Exercise goal: A single number is the answer: the count of lines below that contain "androideabi".

Data section:
PR #25202, opened 2025-06-29
enhance(ndk-multilib): Adding more libraries. closes #25201

### LINKED ISSUE #25201: [Bug]: ndk-multilib does not contain libandroid.so
libandroid.so is needed when cross compiling from aarch64 to x86_64.

```
error: linking with `/data/user/0/com.termux/files/usr/bin/x86_64-linux-android-clang` failed: exit status: 1
  |
  = note:  "/data/user/0/com.termux/files/usr/bin/x86_64-linux-android-clang" "-Wl,--version-script=/data/user/0/com.termux/cache/rustcMTZZUd/list" "-Wl,--no-undefined-version" "-m64" "/data/user/0/com.termux/cache/rustcMTZZUd/symbols.o" "<12 object files omitted>" "-Wl,--as-needed" "-Wl,-Bstatic" "/data/data/com.termux/files/home/a/target/x86_64-linux-android/release/deps/{libmacroquad-b9ecac839fdf5bef.rlib,libfontdue-e25fbd30b8774a06.rlib,libhashbrown-e6557c3c8aa35f1a.rlib,libfoldhash-eacdd783ab2bda42.rlib,libequivalent-adbdfc8c907c7452.rlib,liballocator_api2-760c0d54bb47211a.rlib,libttf_parser-0bb14fa4331fad81.rlib,libimage-66b14336995b3393.rlib,libbytemuck-7a5255856783b5e7.rlib,libcolor_quant-195bc0d954e2477d.rlib,libbyteorder-24e51a26e7c089c6.rlib,libpng-a137727f01ec7be7.rlib,libbitflags-44b12a7d06d7847e.rlib,libflate2-ef2fe4d73add072f.rlib,libminiz_oxide-2c4ef1264e6bc25c.rlib,libfdeflate-3c0244b4d7dbb9ed.rlib,libsimd_adler32-9218e0a0a9e59445.rlib,libcrc32fast-ba5106c353032f28.rlib,libcfg_if-9f8c33ba4b6f86e9.rlib,libnum_traits-a85f54fd7c51f7e5.rlib,libquad_rand-a75626e93e8253a4.rlib,libglam-e1a94cd864a8a779.rlib,libminiquad-b94d9f7ead48b8e7.rlib,libndk_sys-8a8d716ee9466b57.rlib,liblibc-26b33bcafe9d2901.rlib}.rlib" "<sysroot>/lib/rustlib/x86_64-linux-android/lib/{libstd-*,libpanic_unwind-*,libobject-*,libmemchr-*,libaddr2line-*,libgimli-*,librustc_demangle-*,libstd_detect-*,libhashbrown-*,librustc_std_workspace_alloc-*,libminiz_oxide-*,libadler2-*,libunwind-*,libcfg_if-*,liblibc-*,liballoc-*,librustc_std_workspace_core-*,libcore-*,libcompiler_builtins-*}.rlib" "-Wl,-Bdynamic" "-landroid" "-ldl" "-llog" "-lunwind" "-ldl" "-lm" "-lc" "-L" "/data/user/0/com.termux/cache/rustcMTZZUd/raw-dylibs" "-Wl,--eh-frame-hdr" "-Wl,-z,noexecstack" "-o" "/data/data/com.termux/files/home/a/target/x86_64-linux-android/release/deps/liba.so" "-Wl,--gc-sections" "-shared" "-Wl,-z,relro,-z,now" "-Wl,-O1" "-Wl,--strip-debug" "-nodefaultlibs"
  = note: some arguments are omitted. use `--verbose` to show all linker arguments
  = note: ld.lld: error: /system/lib64/libandroid.so is incompatible with elf_x86_64
          

error: could not compile `a` (lib) due to 1 previous error
```

MohammedKHC:
Adding libraries that are supported by Android 7.
EGL, GLES(v1,v2,v3), vulkan, camera2ndk, mediandk, jnigraphics, OpenMAXAL OpenSLES.
See https://developer.android.com/ndk/guides/stable_apis
This libraries are needed when cross compiling some stuff.

Closes: #25202

### DIFF
--- a/packages/ndk-multilib/build.sh
+++ b/packages/ndk-multilib/build.sh
@@ -48,8 +48,14 @@ prepare_libs() {
 	cp $BASEDIR/lib{c++_static,c++abi}.a $TERMUX_PKG_MASSAGEDIR/$TERMUX_PREFIX/$SUFFIX/lib
 	echo 'INPUT(-lc++_static -lc++abi)' > $TERMUX_PKG_MASSAGEDIR/$TERMUX_PREFIX/$SUFFIX/lib/libc++_shared.a
 
+	local libs="lib{android,c,dl,log,m}.so"
+	libs+=" lib{c,dl,m}.a"
+	# Those are all the *other* libs that are supported by android api 24.
+	libs+=" lib{camera2ndk,mediandk,jnigraphics}.so"
+	libs+=" lib{EGL,GLESv1_CM,GLESv2,GLESv3,vulkan}.so"
+	libs+=" lib{OpenMAXAL,OpenSLES}.so"
 	local f
-	for f in lib{android,c,dl,log,m}.so lib{c,dl,m}.a; do
+	for f in $libs; do
 		ln -sfT $TERMUX_PREFIX/opt/ndk-multilib/$SUFFIX/lib/${f} \
 			$TERMUX_PKG_MASSAGEDIR/$TERMUX_PREFIX/$SUFFIX/lib/${f}
 	done
--- a/packages/ndk-multilib/build.sh
+++ b/packages/ndk-multilib/build.sh
@@ -5,6 +5,7 @@ TERMUX_PKG_MAINTAINER="@termux"
 # Version should be equal to TERMUX_NDK_{VERSION_NUM,REVISION} in
 # scripts/properties.sh
 TERMUX_PKG_VERSION=27c
+TERMUX_PKG_REVISION=1
 TERMUX_PKG_SRCURL=https://dl.google.com/android/repository/android-ndk-r${TERMUX_PKG_VERSION}-linux.zip
 TERMUX_PKG_SHA256=59c2f6dc96743b5daf5d1626684640b20a6bd2b1d85b13156b90333741bad5cc
 TERMUX_PKG_AUTO_UPDATE=false
@@ -41,14 +42,14 @@ prepare_libs() {
 	mkdir -p $TERMUX_PKG_MASSAGEDIR/$TERMUX_PREFIX/opt/ndk-multilib/$SUFFIX/lib
 	local BASEDIR=toolchains/llvm/prebuilt/linux-x86_64/sysroot/usr/lib/$SUFFIX/
 	cp $BASEDIR/${TERMUX_PKG_API_LEVEL}/*.o $TERMUX_PKG_MASSAGEDIR/$TERMUX_PREFIX/$SUFFIX/lib
-	cp $BASEDIR/${TERMUX_PKG_API_LEVEL}/lib{c,dl,log,m}.so $TERMUX_PKG_MASSAGEDIR/$TERMUX_PREFIX/opt/ndk-multilib/$SUFFIX/lib
+	cp $BASEDIR/${TERMUX_PKG_API_LEVEL}/lib{android,c,dl,log,m}.so $TERMUX_PKG_MASSAGEDIR/$TERMUX_PREFIX/opt/ndk-multilib/$SUFFIX/lib
 	cp $BASEDIR/libc++_shared.so $TERMUX_PKG_MASSAGEDIR/$TERMUX_PREFIX/$SUFFIX/lib
 	cp $BASEDIR/lib{c,dl,m}.a $TERMUX_PKG_MASSAGEDIR/$TERMUX_PREFIX/opt/ndk-multilib/$SUFFIX/lib
 	cp $BASEDIR/lib{c++_static,c++abi}.a $TERMUX_PKG_MASSAGEDIR/$TERMUX_PREFIX/$SUFFIX/lib
 	echo 'INPUT(-lc++_static -lc++abi)' > $TERMUX_PKG_MASSAGEDIR/$TERMUX_PREFIX/$SUFFIX/lib/libc++_shared.a
 
 	local f
-	for f in lib{c,dl,log,m}.so lib{c,dl,m}.a; do
+	for f in lib{android,c,dl,log,m}.so lib{c,dl,m}.a; do
 		ln -sfT $TERMUX_PREFIX/opt/ndk-multilib/$SUFFIX/lib/${f} \
 			$TERMUX_PKG_MASSAGEDIR/$TERMUX_PREFIX/$SUFFIX/lib/${f}
 	done
@@ -84,7 +85,7 @@ termux_step_make_install() {
 termux_step_post_massage() {
 	local triple f
 	for triple in aarch64-linux-android arm-linux-androideabi i686-linux-android x86_64-linux-android; do
-		for f in lib{c,dl,log,m}.so lib{c,dl,m}.a; do
+		for f in lib{android,c,dl,log,m}.so lib{c,dl,m}.a; do
 			rm -f ${triple}/lib/${f}
 		done
 	done
--- a/packages/ndk-multilib/ndk-multilib-native-stubs.subpackage.sh
+++ b/packages/ndk-multilib/ndk-multilib-native-stubs.subpackage.sh
@@ -5,6 +5,7 @@ TERMUX_SUBPKG_INCLUDE=
 case "$TERMUX_ARCH" in
 	aarch64 )
 		TERMUX_SUBPKG_INCLUDE+="
+			aarch64-linux-android/lib/libandroid.so
 			aarch64-linux-android/lib/libc.so
 			aarch64-linux-android/lib/libdl.so
 			aarch64-linux-android/lib/liblog.so
@@ -13,6 +14,7 @@ case "$TERMUX_ARCH" in
 		;& # fallthrough
 	arm )
 		TERMUX_SUBPKG_INCLUDE+="
+			arm-linux-android/lib/libandroid.so
 			arm-linux-androideabi/lib/libc.so
 			arm-linux-androideabi/lib/libdl.so
 			arm-linux-androideabi/lib/liblog.so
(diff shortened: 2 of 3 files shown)


robertkirkman (changes requested):
Yes, this would be needed for some things when you are cross-compiling from one Android architecture to another Android architecture. however there are also other files like `libmediandk.so` and `libOpenSLES.so` and `libGLESv2.so` that can sometimes be needed for some programs, but for that other architecture. 

however this package was supposed to be minimal so, to me, it seems ok to add additional libraries only when they are needed for something, and mark what they are needed for.

Based on that, this seems OK to me, but could you just add a comment stating which command it is you run, that needs this specific `libandroid.so` to work (build), but builds successfully while using this PR?

MohammedKHC:
It just happens when you try to link with libandroid.
And most libraries link against it.
This command reproduces it
```
echo "int main() {return 0;}" > main.c
cc main.c -target x86_64-linux-android -landroid                   
ld.lld: error: /system/lib64/libandroid.so is incompatible with elf_x86_64
cc: error: linker command failed with exit code 1 (use -v to see invocation)
```
BTW yes it might be worth it to add libGLESv2. But I didn't test it.

In my case I was trying to build macroquad (Rust game library) using a sample project.
And as it seems it does not link against libGLESv2. But it uses Open gl. Is that even possible?

robertkirkman:
> And as it seems it does not link against libGLESv2. But it uses Open gl. Is that even possible?

It is possible for some kinds of programs. It can happen if the **program depends on a windowing framework or engine, that itself depends on libGLESv2, but abstracts it so that the `main()` function of the program itself does not directly depend on Opengl**.

Here is an interesting example I have collected:

```c
cat > non-gl.c << 'EOF'
// Code in this file obtained from Darkyre

#include <stdio.h>
#include <SDL2/SDL.h>

const int WIDTH = 800, HEIGHT = 600;

int main(int argc, char *argv[]) {
  SDL_Window *window;
  SDL_Renderer *renderer;
  if(SDL_Init(SDL_INIT_EVERYTHING) < 0) {
    printf("SDL_Init failed: %s\n", SDL_GetError());
    return 1;
  }
  printf("SDL Initialized\n");
  window = SDL_CreateWindow("Hello, World!",
                                        SDL_WINDOWPOS_UNDEFINED,
                                        SDL_WINDOWPOS_UNDEFINED,
                                        WIDTH, HEIGHT,
                                        SDL_WINDOW_ALLOW_HIGHDPI);
  if(window == NULL) {
    printf("Could not create window: %s\n", SDL_GetError());
    return 1;
  }
  printf("Window Created\n");

  renderer = SDL_CreateRenderer(window, -1, 0);
  SDL_SetRenderDrawColor(renderer, 255, 0, 0, 255);
  SDL_RenderClear(renderer);

  SDL_RenderPresent(renderer);
  
  printf("SDL_GetCurrentVideoDriver: %s\n", SDL_GetCurrentVideoDriver());

  SDL_Event event;
  while(1) {
    if(SDL_PollEvent(&event)) {
      if(event.type == SDL_QUIT) {
        break;
      }
    }
  }

  SDL_DestroyWindow(window);

  SDL_Quit();
  return 0;
}
EOF
clang -o non-gl non-gl.c $(pkg-config --libs sdl2) $(pkg-config --cflags sdl2)
./non-gl
```

```
	libSDL2-2.0.so => /data/data/com.termux/files/usr/lib/libSDL2-2.0.so
	libiconv.so => /data/data/com.termux/files/usr/lib/libiconv.so
	libX11.so => /data/data/com.termux/files/usr/lib/libX11.so
	libXext.so => /data/data/com.termux/files/usr/lib/libXext.so
	libXcursor.so => /data/data/com.termux/files/usr/lib/libXcursor.so
	libXi.so => /data/data/com.termux/files/usr/lib/libXi.so
	libXfixes.so => /data/data/com.termux/files/usr/lib/libXfixes.so
	libXrandr.so => /data/data/com.termux/files/usr/lib/libXrandr.so
	libXss.so => /data/data/com.termux/files/usr/lib/libXss.so
	libwayland-egl.so => /data/data/com.termux/files/usr/lib/libwayland-egl.so
	libwayland-client.so => /data/data/com.termux/files/usr/lib/libwayland-client.so
	libwayland-cursor.so => /data/data/com.termux/files/usr/lib/libwayland-cursor.so
	libxkbcommon.so => /data/data/com.termux/files/usr/lib/libxkbcommon.so
	libdecor-0.so => /data/data/com.termux/files/usr/lib/libdecor-0.so
	libxcb.so => /data/data/com.termux/files/usr/lib/libxcb.so
	libXau.so => /data/data/com.termux/files/usr/lib/libXau.so
	libXdmcp.so => /data/data/com.termux/files/usr/lib/libXdmcp.so
	libXrender.so => /data/data/com.termux/files/usr/lib/libXrender.so
```

you can notice that it doesn't link directly to Opengl, but it's internally rendered by Opengl. That's because SDL2 is actually what's Dynamically Loading OpenGL ES:

https://github.com/libsdl-org/SDL/blob/2bc3ec44b1b41fdd41b97d17afa16754579c1502/src/video/x11/SDL_x11opengles.c#L56

https://github.com/libsdl-org/SDL/blob/4217d62fa20195959489afec32ed2d9d8753c96e/src/video/SDL_egl.c#L353-L360

Sometimes, SDL2 "can't find" OpenGL ES, and then that can become a problem. but if everything is working, then everything is OK!

MohammedKHC:
Thanks for the info and your time!
I really appreciate that all of you guys always provide strangers  (like me) with informations and takes from your time. For free!

So what do you think?
Should we add LIBGLESV2 Just in case. Or maybe even add all  libraries but into another package.
In either way i think libandroid.so should be available inside ndk-multilib since most libraries would choose to link to it.

MohammedKHC:
BTW what is ld-android.so?
It seems that sdl2 links against it.

robertkirkman:
> So what do you think?
Should we add LIBGLESV2 Just in case. Or maybe even add all libraries but into another package.
In either way i think libandroid.so should be available inside ndk-multilib since most libraries would choose to link to it.

To be honest I'd say add `libGLESv2.so` and `libmediandk.so` to it also, just in case they are needed (for cross-compiling), and then if anyone ever needs one of the other ones that isn't covered by that, they could open an issue and we would find out. I don't think these folder paths interfere with any non-cross-compilation situation.

robertkirkman:
> BTW what is ld-android.so?

I am pretty sure that `/system/lib64/ld-android.so` is Android's nearly equivalent file to GNU/Linux's file `/usr/lib64/ld-linux-x86-64.so.2`.

It is a kind of loader library for the C and C++ programming languages.

https://man7.org/linux/man-pages/man8/ld.so.8.html

(all C and C++ programs and even other programs)


Here is an example of a Rust program, `oxlint` is a Rust program:
```
~/code $ ldd $(command -v oxlint)
~/code $ 
```

Even Rust programs have a dependency on C or C++ - **On operating systems that are written in C or C++**.

There is, for Rust, basically a way to get around this by using a Rust-only operating system, the largest example of which is Redox OS, so one of the neat abilities of Redox OS is that C is optional in it as far as I'm aware, and all the core programs are not linked to libc or the C loader at all.

That is pretty much the extent of what I know about this unfortunately but I am happy it was helpful for you.

MohammedKHC:
Thanks @robertkirkman for your explanation, and your time. Again i really appreciate it.

After some rethinking i think we should add all libs that are supported by Android 24.
see https://developer.android.com/ndk/guides/stable_apis
The libs are not that much actually and it's size is very low.
This adds about 1.5mb to the size of the uncompressed files. I doubt that this will effect the .deb size.
the libraries are EGL, GLES(v1,v2,v3), vulkan, camera2ndk, mediandk, jnigraphics, OpenMAXAL OpenSLES.

What do you think, Is this fine?

packages/ndk-multilib/build.sh
```diff
@@ -41,14 +42,20 @@ prepare_libs() {
...
 	cp $BASEDIR/lib{c,dl,m}.a $TERMUX_PKG_MASSAGEDIR/$TERMUX_PREFIX/opt/ndk-multilib/$SUFFIX/lib
 	cp $BASEDIR/lib{c++_static,c++abi}.a $TERMUX_PKG_MASSAGEDIR/$TERMUX_PREFIX/$SUFFIX/lib
 	echo 'INPUT(-lc++_static -lc++abi)' > $TERMUX_PKG_MASSAGEDIR/$TERMUX_PREFIX/$SUFFIX/lib/libc++_shared.a
 
+	local libs="lib{android,c,dl,log,m}.so"
+	libs+=" lib{c,dl,m}.a"
+	# Those are all the *other* libs that are supported by android api 24.
+	libs+=" lib{camera2ndk,mediandk,jnigraphics}.so"
+	libs+=" lib{EGL,GLESv1_CM,GLESv2,GLESv3,vulkan}.so"
+	libs+=" lib{OpenMAXAL,OpenSLES}.so"
```
robertkirkman, line 56: Unfortunately, when I look at the build artifact, it contains some strange files, I think it might be because of the `{,}` symbols being _inside_ the `""` symbols here,

it might be necessary to figure out a different way to write this part that doesn't attempt to use the `{,}` symbols inside of the `""` symbols.

image

robertkirkman (changes requested):

packages/ndk-multilib/build.sh
robertkirkman: If you need help to do this, I could try pushing into this branch to fix that problem, let me know if that's ok with you,

There is also another question/concern I have after this, but I don't like to overwhelm with too many comments at once so I take the testing one step at a time.

MohammedKHC:
@robertkirkman I honestly forgot about this PR — I ended up manually adding those files from the NDK to my app instead.

It was only yesterday, running into the same error again, that I remembered this was never finished.

Would you mind if I reopened it, this time without the bugs?

Sorry for the long delay.

robertkirkman:
Yes you can reopen it and continue working on this.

Output for this task: 4